The Backtesting Stack writes to these surfaces but does not manage them. Storage organization, retention, and access governance are Data Storage Stack responsibilities.

Sweep-level structure. For parameter sweeps and batch experiments, result persistence should preserve the structured relationship between runs — which runs belong to which experiment, which parameter values were used, and how runs relate to each other in the sweep grid. This structure is what enables the Analysis Stack to perform meaningful cross-run comparison rather than treating each run as an isolated result.


Monitoring and Observability Integration

The Backtesting Stack may integrate with the Monitoring Stack for operational observability during execution. Typical concerns include:

  • Run status and progress — which runs are pending, executing, completed, or failed within a batch or sweep.
  • Execution throughput — how fast the Core Runtime is processing the historical Event stream (events per second, time-to-completion estimates).
  • Resource utilization — compute, memory, and I/O consumption during execution.
  • Error and failure visibility — runs that fail or produce unexpected outcomes should be visible promptly.

Monitoring is a supporting capability, not a primary output of the Backtesting Stack. The Backtesting Stack emits telemetry; the Monitoring Stack consumes and presents it. The specifics of monitoring instrumentation, dashboards, and alerting thresholds are defined in monitoring documentation, not here.


Implementation Boundaries

Implementation choices, not canonical semantics. The orchestration patterns, run-definition formats, persistence structures, and monitoring integrations described here are implementation-level concerns. They do not define or modify the Core Runtime's Event, State, or lifecycle semantics.

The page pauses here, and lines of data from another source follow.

PR #2200, opened 2020-07-19
Mux with FFmpeg when the input codec is the same as the transcoding target

SubJunk:


SubJunk:
@valib this has been verified as working on the forum, could it be reviewed when you have a chance please?

PR #6273, opened 2026-08-04
Fix "MemorySegmentIndexInputProvider is missing" on JDK 21+ (Multi-Release fat jar)

ik666:
fix(build): mark jar-with-dependencies as Multi-Release

The assembly plugin unpacks and repackages all dependencies into the
fat jar but does not set `Multi-Release: true` in the merged manifest.
As a result the JVM ignores META-INF/versions/, so on JDK 21+ Lucene's
MMapDirectory cannot find MemorySegmentIndexInputProvider and startup
fails with:

  LinkageError: MemorySegmentIndexInputProvider is missing in Lucene JAR file

Add <manifestEntries><Multi-Release>true</Multi-Release> to every
assembly <archive> so the versioned classes shipped inside the fat jar
are honored again.

### DIFF
--- a/pom.xml
+++ b/pom.xml
@@ -1030,6 +1030,10 @@
 									-->
 									<addDefaultImplementationEntries>true</addDefaultImplementationEntries>
 								</manifest>
+								<manifestEntries>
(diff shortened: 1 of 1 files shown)


SubJunk:
Is this intended for main or v16?

ik666:
This PR is the main (v15) fix. I committed the changes already to v16.

PR #6281, opened 2026-08-06
Fix endless rescan loop when a new folder appears

ik666:
I've seen that a new directory (with some content) in a shared folder makes UMS stop answering browse requests, because of an error in duplicate check. Then the scanner logs the same paths for ever.

I also added some test to make usage of FileWatcher.Watch clear for future use.

### DIFF
--- a/src/main/java/net/pms/store/MediaScanner.java
+++ b/src/main/java/net/pms/store/MediaScanner.java
@@ -309,13 +309,8 @@ public class MediaScanner implements SharedContentListener {
 			} else {
 				LOGGER.debug("Scanning folder \"{}\"", file.getAbsolutePath());
 			}
+
 			List<StoreResource> systemFileResources = RENDERER.getMediaStore().findSystemFileResources(file);
-			if (systemFileResources.isEmpty()) {
-				if (isInSharedFolders(filename)) {
-					internalScanFileOrFolder(filename);
-					systemFileResources = RENDERER.getMediaStore().findSystemFileResources(file);
-				}
-			}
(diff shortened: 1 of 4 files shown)


src/main/java/net/pms/store/MediaScanner.java
```diff
@@ -435,8 +462,16 @@ private static void parseFileEntry(File file, boolean advise, boolean isCrawling
 				//wait 500 ms
 				Thread.sleep(500);
 				//Check if size changed (copying, downloading)
+				int waits = 0;
 				while (file.exists() && (currentSize != file.length() || FileUtil.isLocked(file))) {
 					//loop until file size is not changing anymore and file is unlocked.
+					if (waits++ >= MAX_FILE_SETTLE_WAITS) {
```
Entropy512: I'm in the process of digging into UMS' scanning code because I've found it to be extremely fragile, but a question:

Will this file eventually be revisited after some time, or is "giving up" permanent?

If the latter, this will likely break in the scenario of files being written over a wireless network, or even worse, files that are the result of an ongoing transcode job where the file could take a significant time to write.  UMS already appears to be extremely fragile in these use cases (as in I always have to restart UMS after running transcode jobs, or sit and wait for minutes as it sits and digests a folder when I try to access it from Kodie)

SubJunk:
@ik666 is this ready to merge?

ik666:
@SubJunk Yes, that looks stable.

SubJunk:
Cool, I haven't tested it but I am doing a release now because of the performance fix, so will include this too

SubJunk (approved):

The Core Runtime is executed, not redefined. The Backtesting Stack's implementation wraps the Core Runtime in an experiment execution environment. It does not alter the Core Runtime's processing model. Determinism, Event processing, State derivation, and all canonical processing rules are as defined in architecture and concept documents.

Canonical datasets are the historical basis. The implementation reads from Canonical Storage. It does not include raw data loading, validation, normalization, or promotion. Those are Data Platform responsibilities that have completed before the Backtesting Stack encounters the data.

No deployment specification. The patterns above describe design considerations and realization approaches. They do not prescribe specific compute platforms, container runtimes, cluster configurations, or infrastructure-as-code templates. Those belong in deployment documentation.